Bryan Lee Jr., DJA (Design Justice Architect) says the power of the wall is in its symbolism and calls the wall the “largest monument to white supremacy ever constructed.” But if it’s just a symbol, does it have real power? “Symbolism in this country reigns supreme,” explains Lee Jr. The border wall as a monument symbolizes the values the US actually holds—which are “codified and reified in the physical environment”—and not the values that we claim to hold, like freedom or acceptance of those fleeing persecution. He says the wall “stands in opposition to everything we propose we are.” The symbol allows us to perpetuate violence and oppression against those who approach the wall.
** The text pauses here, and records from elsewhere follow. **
PR #3495, opened 2024-06-02
fix(adapter-commons): faster sorter

fratzinger:
This is a small refactoring.

- check for 'null && undefined' in one if
- detect typeof only once
- move get fn outside
- check key.includes('.') before key.split('.')
- type compareNSB & compareString

### DIFF
--- a/packages/adapter-commons/src/sort.ts
+++ b/packages/adapter-commons/src/sort.ts
@@ -1,17 +1,15 @@
 // Sorting algorithm taken from NeDB (https://github.com/louischatriot/nedb)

We send them back to the conditions they’re fleeing. We separate parents from children. We treat them as less than criminals, mowing down their human rights.
Trump has always insisted that his big, beautiful wall would have a “big, beautiful door,” so legal immigrants can enter. Supporters of the wall often urge immigrants to enter legally, but unless you have an immediate family member or an employer to sponsor you, there are virtually no paths to legal immigration. But the door has an essential purpose for the story: It allows us as a nation to claim that we welcome immigrants, refugees, and asylum-seekers, even when the door is functionally locked.
What if the wall never gets built the way that Trump has promised, which in all likelihood it won’t? Lee Jr. says that because the project is so big and people have trouble wrapping their heads around it, Trump can point to existing or incomplete architecture that works almost as well in today’s media landscape. He’s already referred to walls that were previously built, tweeting videos of their construction and claiming success. Some of his supporters, too, have fully claimed this symbol, building a rogue wall on private land paid for with a $23 million GoFundMe campaign.
So, has Trump simply rewritten our story, appropriating symbols that were already there and claiming them for the nation and for himself? Is there any way for people who disagree with the values of such a symbol to resist? Lee Jr. says he imagines a long period during which the United States must recover from what he calls “a quantifiably destructive presidency.” Art and architecture, he indicates, have always been a way to construct possible futures. We need to begin to create architecture that reflects our true values, to create art and built environments that help us, as he says, “view what the next stage looks like for us”—to imagine and thus shape a new future.